A rendering of Jocelyn Place, a $14 million, 60-unit complex of affordable senior housing the South Portland Housing Authority is proposing to build in Scarborough. Courtesy / South Portland Housing Authority

SCARBOROUGH — The South Portland Housing Authority is proposing a new $14 million affordable senior housing complex in Scarborough, but before it can be approved, the Scarborough Town Council has to decide whether or not to grant the project a tax credit associated with the downtown tax increment finance district.

The complex, named Jocelyn Place, would be located in the town’s Oak Hill village at the corner of Little Dolphin Avenue and Access Road and include 60 units of affordable senior housing.

The Housing Authority presented the proposal to the Town Council at a workshop on July 15.

According to Brooks Moore, the authority’s director of development, the waiting list for comparable properties speaks to the need for the new complex. He told The Forecaster that Ridgeland Estates, a 55+ community in South Portland, has a 98% occupancy rate with 80 people on a waiting list to get in. Ridgeland Gardens, a similar complex, is 100% occupied and has 70 people on a waiting list.

“The market studies have found there is pent-up demand,” he said.

A 2019 presentation from the Maine Affordable Housing Coalition shows that in April 2019, an estimated 18,100 households were looking for affordable housing assistance, a jump of 6,000 from the same month in 2018. Of those applicants, the coalition estimated 81%, or 14,661, were “either elderly or disabled.”

A 2015 report from the coalition warned that 2012 data showed nearly 9,000 seniors were unable to find affordable housing, with the prediction that “without any change to the existing rental stock, by 2022 the shortfall of affordable rental units will increase to more than 15,000.”
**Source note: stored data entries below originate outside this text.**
PR #1160, opened 2022-11-28
CyclicBuffer:

HaseenaSainul:
1. AssureFreeSpace: start required + 1 to make sure that head pointer is not on the tail pointer
2. Allow write if the requested size is less than free size, to avoid infinite loop
3. Add assert if buffer create with readonly mode
4. Check _administrator pointer also for buffer validity

### DIFF
--- a/Source/core/CyclicBuffer.cpp
+++ b/Source/core/CyclicBuffer.cpp
@@ -32,6 +32,7 @@ namespace Core {
         , _alert(false)
         , _administration(nullptr)
     {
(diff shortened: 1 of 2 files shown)


anand-ky:
@MFransen69 - Pls help add +1.

MFransen69:
> @MFransen69 - Pls help add +1.

No need. As it is R2 feel free to merge without our review

anand-ky (approved):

Marjorie DeSanctis, chairwoman of the Scarborough Housing Alliance, said local senior housing projects also have waiting lists and part of the reason for local demand is that Scarborough is a more expensive town to live in. The median state income is $50,000, and the median home price in Maine is nearly $250,000, but she said in Scarborough the median home price is $400,000 and the town’s average cost of living requires a median income of $83,000.

“A lot of seniors are finding it unaffordable,” she said.

So are their kids. DeSanctis said younger people are not coming back to live at home or to buy their family home to maintain. This leaves seniors to look for more affordable options, something the Jocelyn Place project could provide.

“They’re trying to get the people who are having a harder time finding affordable housing,” DeSanctis said.

DeSanctis said she will recommend to the Town Council that the alliance submit funding to the authority to help fund the project, but it’s not clear how much money would be available. Moore told the council on July 15 that being involved with the downtown tax increment financing district and getting a credit enhancement agreement would be necessary to fund the bulk of the project. The authority is asking for a 75% credit agreement, meaning the project would only pay 25% of its regular taxes throughout a 30-year agreement and use the projected savings to finance construction.

“The TIF really enables the project and without it, it’s very unlikely we would be successful,” he said.

The TIF, established in 2018, includes the town’s Oak Hill neighborhood and the 500-acre property known as The Downs, where the Scarborough Downs racetrack is located. A 2018 document introducing the TIF described it as “a rare and unique opportunity to re-imagine the concept of downtown, blending existing development with the creation of a new main street.”

Opinions among the councilors on July 15 were mixed. Some argued that more information on the benefits of the project to the town were necessary before approving the credit enhancement proposal.

“That’s a significant amount of revenue over the next 27 years,” said Councilor Peter Hayes, who also chairs the council’s Finance Committee.

Other councilors strongly supported the project in concept, despite the need to learn more about it.

“I know (such projects) make a huge difference in being able to provide affordable housing,” Councilor Jean-Marie Caterina said.

The workshop ended with no action taken, but the council is expected to address the issue at its next meeting, scheduled for Aug. 19.